◆ WHAT NEEDS TO BE DONE:
Once you have located the line containing "and the previously-failing" in the material below, return it exactly along with each line after it through the line containing "suite passed.".

◆ TASK DATA:
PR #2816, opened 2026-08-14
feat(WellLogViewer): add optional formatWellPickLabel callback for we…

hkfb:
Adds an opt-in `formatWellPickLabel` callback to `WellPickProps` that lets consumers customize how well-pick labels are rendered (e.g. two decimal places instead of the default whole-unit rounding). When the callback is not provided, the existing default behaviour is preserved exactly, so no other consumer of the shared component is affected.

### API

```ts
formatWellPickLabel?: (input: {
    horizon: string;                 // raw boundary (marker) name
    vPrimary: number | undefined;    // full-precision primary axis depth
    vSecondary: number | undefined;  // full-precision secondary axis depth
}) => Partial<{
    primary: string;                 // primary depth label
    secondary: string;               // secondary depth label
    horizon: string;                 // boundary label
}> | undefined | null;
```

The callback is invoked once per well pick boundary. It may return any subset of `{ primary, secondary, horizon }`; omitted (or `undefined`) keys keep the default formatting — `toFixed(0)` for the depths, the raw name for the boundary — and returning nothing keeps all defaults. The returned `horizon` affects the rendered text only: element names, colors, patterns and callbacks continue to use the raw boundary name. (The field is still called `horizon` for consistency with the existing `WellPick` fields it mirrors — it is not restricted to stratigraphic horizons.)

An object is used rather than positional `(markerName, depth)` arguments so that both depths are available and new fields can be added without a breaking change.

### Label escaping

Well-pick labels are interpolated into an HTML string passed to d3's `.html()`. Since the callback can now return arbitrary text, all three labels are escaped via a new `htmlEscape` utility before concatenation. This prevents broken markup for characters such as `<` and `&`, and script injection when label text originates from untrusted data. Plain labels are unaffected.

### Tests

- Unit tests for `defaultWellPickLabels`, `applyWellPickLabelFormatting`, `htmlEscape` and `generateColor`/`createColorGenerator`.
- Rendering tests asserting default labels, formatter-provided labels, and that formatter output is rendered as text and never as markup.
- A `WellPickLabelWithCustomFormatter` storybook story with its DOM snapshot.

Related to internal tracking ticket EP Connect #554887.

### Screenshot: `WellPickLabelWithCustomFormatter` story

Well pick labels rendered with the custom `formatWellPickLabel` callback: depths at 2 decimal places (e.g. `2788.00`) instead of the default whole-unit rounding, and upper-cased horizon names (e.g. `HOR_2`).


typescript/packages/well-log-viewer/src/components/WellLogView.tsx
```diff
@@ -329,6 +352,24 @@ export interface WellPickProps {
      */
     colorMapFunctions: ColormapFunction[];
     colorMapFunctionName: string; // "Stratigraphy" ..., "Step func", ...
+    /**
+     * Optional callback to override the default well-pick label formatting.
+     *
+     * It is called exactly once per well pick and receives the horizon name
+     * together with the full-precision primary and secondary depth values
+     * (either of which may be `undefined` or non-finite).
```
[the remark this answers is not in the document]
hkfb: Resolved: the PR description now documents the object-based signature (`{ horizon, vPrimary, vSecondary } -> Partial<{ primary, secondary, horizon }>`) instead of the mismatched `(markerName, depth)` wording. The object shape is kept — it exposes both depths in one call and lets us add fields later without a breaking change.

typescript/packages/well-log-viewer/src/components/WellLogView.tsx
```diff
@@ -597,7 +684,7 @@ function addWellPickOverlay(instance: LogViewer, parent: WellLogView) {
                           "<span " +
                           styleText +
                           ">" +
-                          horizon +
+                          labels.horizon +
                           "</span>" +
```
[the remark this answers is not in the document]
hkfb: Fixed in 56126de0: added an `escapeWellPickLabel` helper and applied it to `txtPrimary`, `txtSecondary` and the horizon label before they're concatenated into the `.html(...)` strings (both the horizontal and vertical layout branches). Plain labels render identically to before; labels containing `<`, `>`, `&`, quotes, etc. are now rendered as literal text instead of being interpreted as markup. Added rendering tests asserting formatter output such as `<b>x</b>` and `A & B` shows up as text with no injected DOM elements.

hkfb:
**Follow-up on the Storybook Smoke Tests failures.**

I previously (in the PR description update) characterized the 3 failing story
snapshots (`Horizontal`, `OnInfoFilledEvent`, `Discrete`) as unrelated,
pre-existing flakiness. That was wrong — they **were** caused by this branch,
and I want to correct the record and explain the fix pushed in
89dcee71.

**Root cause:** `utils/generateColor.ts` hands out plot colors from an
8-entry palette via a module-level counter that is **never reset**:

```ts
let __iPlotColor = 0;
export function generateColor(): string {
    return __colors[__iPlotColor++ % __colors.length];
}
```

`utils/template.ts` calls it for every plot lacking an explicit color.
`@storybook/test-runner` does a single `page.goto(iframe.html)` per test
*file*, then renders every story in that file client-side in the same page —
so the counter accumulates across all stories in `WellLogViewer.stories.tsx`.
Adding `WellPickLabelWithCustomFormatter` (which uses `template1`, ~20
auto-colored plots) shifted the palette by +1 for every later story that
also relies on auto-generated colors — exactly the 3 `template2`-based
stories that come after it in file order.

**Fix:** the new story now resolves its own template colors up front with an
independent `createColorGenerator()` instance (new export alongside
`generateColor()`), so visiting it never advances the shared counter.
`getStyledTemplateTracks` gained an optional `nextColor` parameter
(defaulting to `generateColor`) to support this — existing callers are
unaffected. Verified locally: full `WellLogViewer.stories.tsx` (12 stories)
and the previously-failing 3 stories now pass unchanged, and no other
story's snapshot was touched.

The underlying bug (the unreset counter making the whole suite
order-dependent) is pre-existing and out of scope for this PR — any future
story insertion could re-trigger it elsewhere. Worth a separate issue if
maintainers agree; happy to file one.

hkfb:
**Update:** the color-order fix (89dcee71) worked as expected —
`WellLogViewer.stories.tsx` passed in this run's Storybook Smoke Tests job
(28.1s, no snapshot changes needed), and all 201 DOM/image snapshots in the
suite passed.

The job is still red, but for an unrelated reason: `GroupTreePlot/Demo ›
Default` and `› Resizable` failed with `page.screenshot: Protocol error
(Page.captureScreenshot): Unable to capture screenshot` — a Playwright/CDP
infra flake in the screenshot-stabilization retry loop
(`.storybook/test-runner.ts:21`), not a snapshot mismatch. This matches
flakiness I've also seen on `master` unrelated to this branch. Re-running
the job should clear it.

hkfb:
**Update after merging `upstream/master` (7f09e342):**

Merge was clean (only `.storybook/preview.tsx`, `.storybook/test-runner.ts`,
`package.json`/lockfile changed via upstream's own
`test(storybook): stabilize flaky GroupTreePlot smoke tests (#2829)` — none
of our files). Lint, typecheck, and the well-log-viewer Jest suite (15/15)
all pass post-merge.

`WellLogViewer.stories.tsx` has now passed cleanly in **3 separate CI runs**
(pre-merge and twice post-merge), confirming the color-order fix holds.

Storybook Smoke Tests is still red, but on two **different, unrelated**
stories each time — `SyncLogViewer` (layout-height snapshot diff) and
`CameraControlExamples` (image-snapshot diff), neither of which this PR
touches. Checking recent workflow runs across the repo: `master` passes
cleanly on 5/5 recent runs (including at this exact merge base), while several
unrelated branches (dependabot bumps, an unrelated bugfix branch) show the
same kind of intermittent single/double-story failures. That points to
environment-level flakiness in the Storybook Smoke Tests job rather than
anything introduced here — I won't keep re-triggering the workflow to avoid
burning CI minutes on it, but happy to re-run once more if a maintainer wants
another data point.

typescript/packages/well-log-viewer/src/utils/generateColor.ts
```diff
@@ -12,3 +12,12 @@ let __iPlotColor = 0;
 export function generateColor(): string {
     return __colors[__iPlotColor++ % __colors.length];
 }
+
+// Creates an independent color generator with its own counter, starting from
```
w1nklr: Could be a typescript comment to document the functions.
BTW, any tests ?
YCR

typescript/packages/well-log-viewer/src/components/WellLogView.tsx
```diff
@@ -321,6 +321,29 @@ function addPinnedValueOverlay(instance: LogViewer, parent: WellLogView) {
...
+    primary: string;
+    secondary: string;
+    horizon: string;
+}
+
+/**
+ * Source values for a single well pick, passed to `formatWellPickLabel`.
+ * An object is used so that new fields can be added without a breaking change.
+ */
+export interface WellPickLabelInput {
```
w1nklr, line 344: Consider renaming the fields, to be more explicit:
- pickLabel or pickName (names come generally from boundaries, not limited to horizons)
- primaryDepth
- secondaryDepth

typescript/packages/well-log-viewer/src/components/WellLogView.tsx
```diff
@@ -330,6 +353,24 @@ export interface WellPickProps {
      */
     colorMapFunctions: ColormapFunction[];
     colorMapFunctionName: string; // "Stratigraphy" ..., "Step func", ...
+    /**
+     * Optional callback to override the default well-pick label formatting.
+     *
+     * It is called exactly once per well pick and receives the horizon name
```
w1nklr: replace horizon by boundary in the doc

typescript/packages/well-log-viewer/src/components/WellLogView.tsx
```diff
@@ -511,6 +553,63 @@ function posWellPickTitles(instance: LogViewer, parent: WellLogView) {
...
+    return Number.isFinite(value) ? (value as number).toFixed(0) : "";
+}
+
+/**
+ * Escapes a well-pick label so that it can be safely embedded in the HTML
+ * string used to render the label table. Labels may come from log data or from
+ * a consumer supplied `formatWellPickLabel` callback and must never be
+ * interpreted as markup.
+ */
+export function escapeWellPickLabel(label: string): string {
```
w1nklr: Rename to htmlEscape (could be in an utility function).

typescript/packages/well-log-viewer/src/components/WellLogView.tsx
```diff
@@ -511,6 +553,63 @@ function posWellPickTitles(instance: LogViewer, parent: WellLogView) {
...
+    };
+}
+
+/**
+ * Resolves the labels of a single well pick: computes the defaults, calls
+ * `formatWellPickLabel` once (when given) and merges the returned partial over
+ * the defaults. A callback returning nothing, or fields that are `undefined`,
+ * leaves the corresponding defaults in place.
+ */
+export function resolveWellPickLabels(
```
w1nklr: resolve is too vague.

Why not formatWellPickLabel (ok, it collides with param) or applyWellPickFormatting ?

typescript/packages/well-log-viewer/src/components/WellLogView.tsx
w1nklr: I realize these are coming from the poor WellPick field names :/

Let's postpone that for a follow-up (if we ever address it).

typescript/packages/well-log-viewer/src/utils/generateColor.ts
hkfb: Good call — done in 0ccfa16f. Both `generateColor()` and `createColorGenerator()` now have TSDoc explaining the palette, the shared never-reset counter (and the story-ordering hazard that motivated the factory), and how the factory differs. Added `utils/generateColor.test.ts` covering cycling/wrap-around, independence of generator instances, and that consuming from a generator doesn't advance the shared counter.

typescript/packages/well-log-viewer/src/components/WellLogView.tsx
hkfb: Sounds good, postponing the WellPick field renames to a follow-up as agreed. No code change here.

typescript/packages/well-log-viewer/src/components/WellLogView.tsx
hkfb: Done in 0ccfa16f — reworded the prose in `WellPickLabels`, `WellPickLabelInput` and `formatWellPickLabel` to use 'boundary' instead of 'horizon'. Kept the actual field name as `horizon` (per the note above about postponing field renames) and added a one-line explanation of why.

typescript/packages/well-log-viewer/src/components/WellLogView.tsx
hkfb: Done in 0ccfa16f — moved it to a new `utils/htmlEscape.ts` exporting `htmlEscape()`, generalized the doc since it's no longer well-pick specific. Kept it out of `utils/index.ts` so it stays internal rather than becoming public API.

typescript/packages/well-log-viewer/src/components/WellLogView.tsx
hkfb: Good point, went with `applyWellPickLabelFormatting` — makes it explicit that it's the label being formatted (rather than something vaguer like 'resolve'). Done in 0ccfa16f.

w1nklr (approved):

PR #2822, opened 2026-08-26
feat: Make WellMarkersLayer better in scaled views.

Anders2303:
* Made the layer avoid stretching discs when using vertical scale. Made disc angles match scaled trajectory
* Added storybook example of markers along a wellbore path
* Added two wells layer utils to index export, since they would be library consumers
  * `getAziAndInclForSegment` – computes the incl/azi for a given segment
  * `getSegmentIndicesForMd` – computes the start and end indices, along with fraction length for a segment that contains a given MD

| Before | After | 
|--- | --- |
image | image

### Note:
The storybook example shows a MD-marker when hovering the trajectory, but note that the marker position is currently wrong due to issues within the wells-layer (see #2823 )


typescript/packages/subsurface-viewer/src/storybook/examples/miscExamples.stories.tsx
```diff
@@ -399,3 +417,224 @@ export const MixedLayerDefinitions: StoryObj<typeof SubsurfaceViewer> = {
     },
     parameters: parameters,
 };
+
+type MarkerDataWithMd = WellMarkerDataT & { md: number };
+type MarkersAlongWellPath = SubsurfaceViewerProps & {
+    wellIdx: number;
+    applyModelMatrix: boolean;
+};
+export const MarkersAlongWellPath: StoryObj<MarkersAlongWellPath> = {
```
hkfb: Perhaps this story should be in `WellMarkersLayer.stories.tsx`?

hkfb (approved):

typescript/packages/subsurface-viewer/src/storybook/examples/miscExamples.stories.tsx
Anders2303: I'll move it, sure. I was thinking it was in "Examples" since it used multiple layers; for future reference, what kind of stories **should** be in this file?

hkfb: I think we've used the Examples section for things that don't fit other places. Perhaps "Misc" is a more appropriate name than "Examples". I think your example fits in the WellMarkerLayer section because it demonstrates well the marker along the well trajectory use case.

◆ EXERCISE ANSWER:
and the previously-failing 3 stories now pass unchanged, and no other
story's snapshot was touched.

The underlying bug (the unreset counter making the whole suite
order-dependent) is pre-existing and out of scope for this PR — any future
story insertion could re-trigger it elsewhere. Worth a separate issue if
maintainers agree; happy to file one.

hkfb:
**Update:** the color-order fix (89dcee71) worked as expected —
`WellLogViewer.stories.tsx` passed in this run's Storybook Smoke Tests job
(28.1s, no snapshot changes needed), and all 201 DOM/image snapshots in the
suite passed.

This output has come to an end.